PR #785, opened 2022-03-15
Clear bigtable_import_groups.version before updating

shifucun:


pradh (commented):
Thanks for the cleanup!

PR #787, opened 2022-03-23
Add an API to find stat var matches given property values

shifucun:
This will be used by the NLP interface to get ranked stat vars. Current version has a very basic ranking based on match count. We will look into better ranking based on must/optional match, property weights etc.


proto/stat_var.proto
```diff
@@ -232,4 +232,22 @@ message GetStatVarSummaryRequest {
...
   map<string, StatVarSummary> stat_var_summary = 1;
+}
+
+message GetStatVarMatchRequest {
+  // The property value pair. Ex
+  // {gender: Male}, {statType: measuredValue}
+  // To improve this, can explicitly specify "statType", "measuredProperty",
+  // and constraint properties. Then the match could have must-match terms and
+  // optional match terms that have weights. That would greatly reduce the
+  // number of returned match stat vars.
```
shifucun, line 243: @nopper Let me know if this makes sense

internal/server/statvar/statvar_match.go
```diff
@@ -0,0 +1,60 @@
...
+) (*pb.GetStatVarMatchResponse, error) {
+	propertyValue := in.GetPropertyValue()
+	statVarCount := map[string]int32{}
+	// TODO: consider parallel this if performance is an issue.
+	for property, value := range propertyValue {
+		resp, err := node.GetPropertyValuesHelper(ctx, store, []string{value}, property, false)
+		if err != nil {
+			return nil, err
+		}
+		for _, node := range resp[value] {
```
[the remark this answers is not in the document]
shifucun: Added filter here

internal/server/statvar/statvar_match.go
```diff
@@ -0,0 +1,60 @@
...
+			statVarCount[node.Dcid]++
+		}
+	}
+	result := &pb.GetStatVarMatchResponse{}
+	statVars := []string{}
+	for statVar := range statVarCount {
+		statVars = append(statVars, statVar)
+	}
+	sort.Strings(statVars)
```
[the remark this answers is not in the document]
shifucun: Merged this to the sort below.

proto/stat_var.proto
```diff
@@ -232,4 +232,22 @@ message GetStatVarSummaryRequest {
...
+  map<string, string> property_value = 1;
```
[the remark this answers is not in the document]
shifucun: What is multiple values?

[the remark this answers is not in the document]
shifucun: @nopper Can you confirm if multiple values could exist for one property?

This is a base version of the API which we hope to iterate. As in the comment above, more information could be added in the request, so I am trying to make it simple for now and it would need more changes anyway.

proto/stat_var.proto
```diff
@@ -232,4 +232,22 @@ message GetStatVarSummaryRequest {
...
+}
+
+message GetStatVarMatchResponse {
+  message MatchInfo {
+    string stat_var = 1;
+    int32 match_count = 2;
+  }
+  repeated MatchInfo match_info = 1;
```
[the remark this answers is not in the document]
shifucun: Done

pradh (approved):
Thanks for the changes.

internal/server/statvar/golden/get_statvar_match_test.go
```diff
@@ -0,0 +1,88 @@
+// Copyright 2021 Google LLC
```
nopper, line 1: Should this be 2022?

proto/stat_var.proto
```diff
@@ -232,4 +232,22 @@ message GetStatVarSummaryRequest {
...
+  // and constraint properties. Then the match could have must-match terms and
+  // optional match terms that have weights. That would greatly reduce the
+  // number of returned match stat vars.
+  map<string, string> property_value = 1;
+}
+
+message GetStatVarMatchResponse {
+  message MatchInfo {
+    string stat_var = 1;
+    int32 match_count = 2;
```
nopper, line 252: How this is computed? add a comment maybe?

proto/stat_var.proto
nopper: Just to clarify, at the moment `statType` and `measuredProperty` will be ignored? Only constraint properties work?

proto/stat_var.proto
```diff
@@ -232,4 +232,22 @@ message GetStatVarSummaryRequest {
...
+
+message GetStatVarMatchRequest {
+  // The property value pair. Ex
+  // {gender: Male}, {statType: measuredValue}
+  // To improve this, can explicitly specify "statType", "measuredProperty",
+  // and constraint properties. Then the match could have must-match terms and
+  // optional match terms that have weights. That would greatly reduce the
+  // number of returned match stat vars.
+  map<string, string> property_value = 1;
+}
```
nopper, line 245: I would probably add a `k` parameter to limit the number of returned matches. I don't think we are interested in downloading the full schema at every request.

internal/server/statvar/golden/get_statvar_match_test.go
```diff
@@ -0,0 +1,88 @@
...
+			propertyValues map[string]string
+			goldenFile     string
+		}{
+			{
+				map[string]string{
+					"gender":           "Female",
+					"measuredProperty": "count",
+					"nativity":         "USC_ForeignBorn",
+				},
+				"female_usc_foreignborn.json",
```
nopper, line 47: These are pretty large files for testing. Can we trim it down to managable size, say at most 50 statvars?

nopper (commented):
Thanks looks pretty good. Left some comments here and there. PTAL

proto/stat_var.proto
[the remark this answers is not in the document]
nopper: The current prototype only emits a single value per property. So it should be fine like this at the moment.

proto/stat_var.proto
shifucun: I will submit this for now. Once we have a better idea of partial match, I will send a follow up PR.

PR #708, opened 2021-11-29
fix: handle topk: volume POC

Hardikl:
Approach detail:
Support topk when filtered based on global variable. 

issue: topk would by default find top k element from different different time range and show all, it's not able to choose from consolidated list.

Task brief: Copy out, from the material above, each line where the word "find" is present.

Response:
Add an API to find stat var matches given property values
issue: topk would by default find top k element from different different time range and show all, it's not able to choose from consolidated list.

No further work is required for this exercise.